Lines to restate from the data below: from the one containing "Can't we fall" to the one containing "Maybe worth adding", both included. Give them again exactly, and only them.

Provided data Start Marker

PR #1669, opened 2016-01-22
Support 'docker update' command

dongluochen:

### DIFF
--- a/api/primary.go
+++ b/api/primary.go
@@ -70,6 +70,7 @@ var routes = map[string]map[string]handler{
 		"/containers/{name:.*}/restart":       proxyContainerAndForceRefresh,
 		"/containers/{name:.*}/start":         proxyContainerAndForceRefresh,
 		"/containers/{name:.*}/stop":          proxyContainerAndForceRefresh,
+		"/containers/{name:.*}/update":        proxyContainerAndForceRefresh,
 		"/containers/{name:.*}/wait":          proxyContainerAndForceRefresh,
 		"/containers/{name:.*}/resize":        proxyContainer,
 		"/containers/{name:.*}/attach":        proxyHijack,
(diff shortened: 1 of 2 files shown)


vieux:
LGTM !

vieux:
@dongluochen I would do a `docker help | grep -q update` and skip the test if the update command in unknown.

abronan:
@dongluochen I'm probably missing something obvious but I'm a bit concerned about the scheduler.

Can't we fall into a race where an `update` is issued for a container on a given node, but we try to start another container with what should be an invalid amount of RAM (which will overcommit) on the same node? `UsedCPUs` can be triggered at a moment where the container specs update is not yet processed thus the information might be stale at the scheduler level.

Supposedly because the lock on container `Refresh` is bounded to the `container` object while `UsedCPUs` is locked on the `engine` object.

For example on a node with **8GB** start a container with **4GB** reservation, update it to **6GB** reservation and make sure you can't start another container on the same node with **4GB** reservation. The second request should fail in this case.

Schedule and update containers very quickly and there is a chance I think to allow the second container to be scheduled and started even though it shouldn't. In this case using `update` could be "dangerous".

Maybe worth adding a test on `docker info` after container updates?

Unless this falls under the scope of another PR?

/cc @vieux

dongluochen:
@abronan Thanks for the comment. I added docker info to reflect swarm's resource management. 

On the other hand, Engine is not rejecting requests over its resource limit. To make it work end to end, Engine may need to support that.

dongluochen:
@vieux Thanks for the suggestion. I skip docker version without `update` support.

vieux:
I agree with @dongluochen I think it should be fixed upstream in engine. It's good enough for now.

abronan:
thanks @dongluochen. At least we should support `update` so LGTM, mentioned this issue just so we can keep this in mind.

ping @vieux

abronan:
Woop done already haha :tada:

Provided data End Marker

- **Response box**
Can't we fall into a race where an `update` is issued for a container on a given node, but we try to start another container with what should be an invalid amount of RAM (which will overcommit) on the same node? `UsedCPUs` can be triggered at a moment where the container specs update is not yet processed thus the information might be stale at the scheduler level.

Supposedly because the lock on container `Refresh` is bounded to the `container` object while `UsedCPUs` is locked on the `engine` object.

For example on a node with **8GB** start a container with **4GB** reservation, update it to **6GB** reservation and make sure you can't start another container on the same node with **4GB** reservation. The second request should fail in this case.

Schedule and update containers very quickly and there is a chance I think to allow the second container to be scheduled and started even though it shouldn't. In this case using `update` could be "dangerous".

Maybe worth adding a test on `docker info` after container updates?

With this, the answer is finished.